“But I’m not alone.”
Sam nodded.
“That’s a start.”
Marcus held out his hand.
Sam took it.
This time, Marcus’s grip did not feel like a goodbye.
It felt like an agreement.
A promise passing from one hand to another.
Three weeks later, Everwind Café had more customers than Marcus could cook for alone.
The first few days were chaos.
Good chaos.
Exhausting chaos.
Coffee pots never rested.
Eggs vanished by the crate.
Tara got her better apron, deep blue with Everwind stitched across the front by a local woman who had heard the story from her brother, a driver.
Marcus hired two part-time cooks.
One was a retired school cafeteria worker named Jean who could stretch a pot of soup like a miracle.
The other was Caleb’s cousin, a quiet young man who wanted steady work and did not mind early mornings.
Drivers began calling ahead on the CB.
“Everwind, you got room for three hungry rigs?”
“Everwind, any pie today?”
“Everwind, tell Tara I’m still mad about that decaf joke.”
Tara always had an answer.
“Room if you park straight.”
“Pie if Marcus stops pretending he can hide it.”
“And decaf is not coffee, Henry.

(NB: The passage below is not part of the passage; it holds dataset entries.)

PR #55, opened 2021-03-15
SLLS-23 Code action to investigate taint vulnerability on the originating server

jblievremont:
This PR contains several changes:
- one new feature (code action to open a taint vulnerability in the browser)
- one missed feature (telemetry about taint vulnerabilities investigated locally)
- PM feedback from rounds of demos

### DIFF
--- a/src/main/java/org/sonarsource/sonarlint/ls/AnalysisManager.java
+++ b/src/main/java/org/sonarsource/sonarlint/ls/AnalysisManager.java
@@ -82,6 +82,7 @@ import static java.util.Collections.singleton;
 import static java.util.Optional.empty;
 import static java.util.Optional.ofNullable;
 import static java.util.stream.Collectors.joining;
+import static org.sonarsource.sonarlint.ls.Utils.pluralize;
 
 public class AnalysisManager implements WorkspaceSettingsChangeListener {
 
@@ -282,7 +283,8 @@ public class AnalysisManager implements WorkspaceSettingsChangeListener {
 
     // Check if file has not being closed during the analysis
     if (fileContentPerFileURI.containsKey(fileUri)) {
-      LOG.info("Found {} issue(s)", newIssues.size());
+      int foundIssues = newIssues.size();
+      LOG.info("Found {} {}", foundIssues, pluralize(foundIssues, "issue"));
       client.publishDiagnostics(newPublishDiagnostics(fileUri));
     }
   }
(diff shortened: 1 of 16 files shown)


src/main/java/org/sonarsource/sonarlint/ls/AnalysisManager.java
```diff
@@ -491,22 +506,29 @@ private static Range position(ServerIssueLocation issue) {
...
   static String message(ServerIssue issue) {
-    int nbFlows = issue.getFlows().size();
-    return String.format(MESSAGE_WITH_PLURALIZED_SUFFIX, issue.getMessage(), nbFlows, pluralize(nbFlows, "flow"));
+    if (issue.getFlows().isEmpty()) {
+      return issue.getMessage();
+    } else if (issue.getFlows().size() == 1) {
+      return buildMessageWithPluralizedSuffix(issue.getMessage(), issue.getFlows().get(0).locations().size(), ITEM_LOCATION);
+    } else {
+      return buildMessageWithPluralizedSuffix(issue.getMessage(), issue.getFlows().size(), ITEM_FLOW);
+    }
```
damien-urruty-sonarsource, line 527: Here we don't consider the case where we can several flows having each a single location (as we do for live issues), but maybe it's not relevant for taint vulnerabilities

src/main/java/org/sonarsource/sonarlint/ls/CommandManager.java
```diff
@@ -183,6 +212,22 @@ private void handleOpenRuleDescriptionFromCodeActionCommand(ExecuteCommandParams
...
+  }
+
+  private void handleShowTaintVulnerabilityFlows(ExecuteCommandParams params) {
+    String issueKey = getAsString(params.getArguments().get(0));
+    String connectionId = getAsString(params.getArguments().get(1));
+    analysisManager.getTaintVulnerabilityByKey(issueKey)
+      .ifPresent(issue -> {
+        telemetry.taintVulnerabilitiesInvestigatedLocally();
+        client.showTaintVulnerability(ShowAllLocationsCommand.params(issue, connectionId, bindingManager::serverPathToFileUri));
+      });
```
damien-urruty-sonarsource, line 228: what does it mean if the taint vulnerability is not present ? is this possible ? Should we give some feedback to the user ?

src/main/java/org/sonarsource/sonarlint/ls/Utils.java
```diff
@@ -62,4 +65,21 @@ public static void interrupted(InterruptedException e) {
...
   }
+
+  public static String encodeUriComponent(String toEncode) {
+    try {
+      return URLEncoder.encode(toEncode, StandardCharsets.UTF_8.name());
+    } catch (UnsupportedEncodingException e) {
+      // Should not happen on a standard JVM
+      throw new IllegalStateException(e);
+    }
+  }
```
damien-urruty-sonarsource, line 76: We already have StringUtils.urlEncode in SLCORE

damien-urruty-sonarsource (approved):
LGTM, just a few minor comments/questions

src/main/java/org/sonarsource/sonarlint/ls/AnalysisManager.java
jblievremont: Indeed, this case should only happen with local issues.

src/main/java/org/sonarsource/sonarlint/ls/Utils.java
jblievremont: Good catch :+1:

It is a warm apology.”
Laughter returned to the walls.
Not all at once.
But enough.
The bank deadline did not disappear.
Marcus still had meetings.
Still had paperwork.
Still had numbers that made his stomach tighten.
But the envelope from the drivers helped him catch up enough to breathe.
The new route agreements brought steady business.